In the cases reviewed to study the frequency of calcifications, we found that all 10 cases of endosalpingiosis, and all 15 ovarian low-grade serous carcinomas had calcifications, whereas only 80% of the ovarian serous borderline tumors and 50% of ovarian high-grade serous carcinomas had calcifications. The presence of calcifications in all cases of benign conditions and low-grade neoplasms and in only 50% of the high-grade carcinomas also supports the theory that calcifications in ovary and endometrium and their neoplasms are rarely due to cellular degeneration. If calcifications are mainly caused by cellular degeneration, then they should occur more frequently in high-grade neoplasms than in benign conditions.

Psammocarcinoma is composed almost entirely of calcifications, with very few epithelial cells (17).

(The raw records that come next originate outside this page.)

PR #977, opened 2015-07-26
Build: Allow Rebuilding A Particular Commit

harding:
This PR updates the build script with two minor improvements:

1. When force building, the script no longer exits if you're attempting to the most recently-built commit.

2. The commit ID (commitish) of the most recently built commit is saved for use in other scripts

The intention here is to be able to create a cronjob for PR #976 that will force rebuild the site every night at midnight.  Point 1 makes that possible without the hard rebase hack @saivann and I currently use when manually rebuilding and point 2 prevents an automatic force build from allowing someone to bypass the signed commits by pushing a commit to master at exactly the right time.

I also switched the commit.txt command in the Makefile to use the same syntax as the build file, as I thought Saïvann's way was better.

This PR has not been tested, but I will test it when I manually update the file on the build server.

### DIFF
--- a/Makefile
+++ b/Makefile
@@ -99,7 +99,7 @@ build:
 	  | egrep -v 'sha256sums.txt' \
 	  | sort \
 	  | xargs -d '\n' sha256sum > _site/sha256sums.txt
-	$S git show --oneline > _site/commit.txt
+	$S git log -1 --format="%H" > _site/commit.txt
 
 ## Jekyll annoyingly returns success even when it emits errors and
 ## exceptions, so we'll grep its output for error strings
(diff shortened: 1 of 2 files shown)


saivann:
@harding As I understand it, the script would actually checkout to last commit from a repository provided as a command line argument (BUILD_COMMITISH). If so, what repository would you use here? I am not sure that I understand correctly what is in place to prevent unsigned commits to be built if this script is called with -force automatically.

Alternatively, maybe using a "-rebuild" option that does the same as "-auto", but skipping "$LASTLOCALCOMMIT == $LASTREMOTECOMMIT", would add less complexity and risk of messing up with "-force" (at the cost of always needing last commit to be signed).

harding:
@saivann the command line argument can be a repository or any other [commitish](http://stackoverflow.com/questions/23303549/what-are-commit-ish-and-tree-ish-in-git/23303550#23303550), but it's intended to be a particular commit.  For example, if I wanted to rebuild the site right now, I would run:

    update_site.sh force 09acaafbb0f265934e45f45acf99eb9e2570b787

The cronjob would be:

    update_site.sh force $( cat /bitcoin.org/last-successful-build-commitish )

Since that file is only updated after a successful build, that previous build would've had to have either been signed (verified during that build by `auto`) or manually `force` built by either you or me.

PR #981, opened 2015-07-26
Use "Low fees" and "Fast transactions"

saivann:
Live preview: 
http://bitcointest2.us.to/en/
http://bitcointest2.us.to/en/bitcoin-for-individuals#lowfee
http://bitcointest2.us.to/en/bitcoin-for-businesses#lowfee
http://bitcointest2.us.to/en/faq#what-are-the-advantages-of-bitcoin

This pull request isn't a complete solution to the problem outlined in #972 and is only meant to apply small changes everyone seem to consider "better than what we have now", so we can at least move on that front while more comprehensive changes are prepared. Several texts (in particular those about low fees) are still not appropriate and need to be fixed or replaced.

Given the previous strong support for this change, in the absence of critical feedback (feedback is still welcome), this pull request will be merged on July 29th.


harding:
ACK.  I think this is an improvement over the existing text, although I continue to believe that the revised claims are too bold and are setting users up to be disappointed.

1Hyena:
Deviating from the meaning of Bitcoin there, eh? :joy: 
At least in Bitcoin Cash it still applies that the transaction fees are near zero and they are fast.
You should also have replaced all references to Bitcoin with BlockstreamCoin. Because the Bitcoin I signed up for was never supposed to have high fees and slow confirmation times.

PR #982, opened 2015-07-27
Add Inside Bitcoins San Diego to event page

andreadezsi:
[Inside Bitcoins San Diego](http://insidebitcoins.com/san-diego/2015)


harding:
@andreadezsi thanks for submitting your event!  It should appear on the website within the next 15 minutes.

PR #983, opened 2015-07-28
Update settxfee description to match actual behavior

casey:
Currently, Bitcoin Core accepts 0 as an argument to settxfee, see settxfee() in https://github.com/bitcoin/bitcoin/blob/master/src/wallet/rpcwallet.cpp

I've updated the description of settxfee to reflect this.


harding:
Verified, looks like it was changed in https://github.com/bitcoin/bitcoin/commit/7d8ffac18612fe9a5faea3f8fb41442f9e7a3c1d

@casey thanks for submitting this fix! I'll merge it momentarily.

PR #987, opened 2015-07-29
Make no address reuse with change addresses a requirement for wallets

saivann:
This change was planned since a while and nearly all wallets avoid reusing change addresses by default now, including recently added wallets, so now seems like a good time to raise the bar.

The only exception is Hive for Mac, which might support it later. The Hive team is mostly focusing on Hive Web, which remains displayed on the website.


luke-jr:
ACK

crwatkins:
Good for me.

saivann:
In the absence of critical feedback, this pull request will be merged on July 31th.

harding:
ACK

It would be impossible to explain psammocarcinoma as a lesion caused by calcification of epithelial cells.

In summary, we have demonstrated that calcifications in the ovary and endometrium and their neoplasms can be induced by various hormones in guinea pigs and that they are more frequently seen in the stroma, especially in benign and low-grade ovarian human tumors. It is likely that multiple mechanisms are involved in the pathogenesis of calcifications, because calcifications are also seen in areas of necrosis and in tumors with degenerative changes. Understanding the pathogenesis of calcifications might have an impact on the development of new diagnostic and therapeutic modalities.